The first step in constructing an MPEG-7 compatible video management system is to decide what kind of queries will be supported and then to design an MPEG-7 profile accordingly. The representation of video is crucial since it directly affects the system's performance. There is a trade-off between the accuracy of representation and the speed of access: more detailed representation will enable more detailed queries but will also result in longer response time during retrieval. Keeping these factors in mind, we decided to use the MPEG-7 profile shown in Figure 1, below. This is adapted from the detailed audiovisual profile proposed in [ 5 ] to represent image, audio and video collections. Our profile corresponds to the video representation portion of the detailed audiovisual profile, with our own interpretation of what to represent with Keyframes, Still and Moving Regions so that our system can support the wide range of queries it is designed for. First, audio and visual data are separated using Media Source Decomposition. Then, visual content is hierarchically decomposed into smaller structural and semantic units. An example of video decomposition according to this profile is shown in Figure Figure 2, below.

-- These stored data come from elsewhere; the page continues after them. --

PR #1702, opened 2023-04-06
Refactor test-foundry make command

anvacaru:
- added a check for `kevm foundry-list` to catch bugs like #1701.
- split `test-foundry` make command in : 
     -  `test-foundry-kompile` -  checks `foundry.k` file.
     -  `test-foundry-prove` - executes the proofs.
     -  `test-foundry-list` - runs `kevm foundry-list` and compares the output to an expected file in order to test the parsing of the KCFGs.

PR #1731, opened 2023-04-13
Fix foundry-list proof id lookup

nwatson22:
`foundry-list` was broken by a change to the way kcfgs are stored introduced in [pyk#325](https://github.com/runtimeverification/pyk/commit/3e369fc88a2253709b0af1b4c6ea48319cd52b79) resulting in a KeyError for 'proofid' whenever it was run. This changes it to use the correct key.


ehildenb:
@nwatson22 following https://github.com/runtimeverification/evm-semantics/pull/1702 being merged, please update this PR in the way you're thinking. Basically:

- We should always be reading/writing entire `AGProof`, not just a `KCFG`
- We should be using `AGProof.summary` to do the `foundry-list` command.

anvacaru:
Perhaps we should also sort [the `stats` in `foundry_list`](https://github.com/runtimeverification/evm-semantics/blob/master/kevm-pyk/src/kevm_pyk/__main__.py#L476-L480) before displaying. I've seen the foundry-list check fail because of a different kcfg order.

nwatson22:
> Perhaps we should also sort [the `stats` in `foundry_list`](https://github.com/runtimeverification/evm-semantics/blob/master/kevm-pyk/src/kevm_pyk/__main__.py#L476-L480) before displaying. I've seen the foundry-list check fail because of a different kcfg order.

Good point, I'll add that to this branch.

ehildenb (approved):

Temporal Decomposition of video into shots. Video is partitioned into non-overlapping video segments called shots, each having a temporal location (start time and duration), semantic annotation to describe the objects and/or events in the shot with free text, keyword and structured annotation and visual descriptor (e.g., motion, GoF/GoP descriptors). A shot is a sequence of frames captured by a single camera in a single continuous action. Shot boundaries are the transitions between shots. They can be abrupt (cut) or gradual (fade, dissolve, wipe, morph).
Temporal Decomposition of shots.
The background content of the shots does not change much, especially if the camera is not moving. This static content can be represented with a single keyframe or a few keyframes if there is a considerable amount of change in the visual appearance (e.g., in case of camera motion). Therefore, each shot is decomposed into smaller, more homogeneous video segments (keysegments) which are represented by keyframes. Each keyframe is described by a temporal location, semantic annotation and a set of visual descriptors. The visual descriptors are extracted from the frame as a whole.
Each keyframe is also decomposed into a set of non-overlapping Still Regions (Spatio-temporal Decomposition) to be able to keep more detailed region-based information in the form of spatial location by the Minimum Bounding Rectangle (MBR) of the region, semantic annotation and region-based visual descriptors.
Spatio-temporal Decomposition of shots into Moving Regions. Each shot is also decomposed into a set of Moving Regions to represent the dynamic and more important contents of the shots corresponding to the salient objects. Therefore, more information needs to be stored for Moving Regions. The term "Moving Regions" as used in MPEG-7 is somewhat confusing in this context. The objects do not need to be moving to be qualified as a Moving Regions, they should only be salient. Hence, a salient object within a shot that is stationary is represented as a Moving Region. Faces are also represented with Moving Regions, having an additional visual descriptor: Face Recognition Descriptor (FRD). Please see Figure 3 below.
Since the position, shape, motion and visual appearance of the objects may change throughout the shot, features sampled at appropriate time points should be saved. Trajectory of an object is represented by Motion Trajectory descriptor. The MBRs and visual descriptors are stored by temporally decomposing the object into Still Regions. A new sample is taken at any time point (key time point) at which there is a certain amount of change in the descriptor values compared to the previous time point.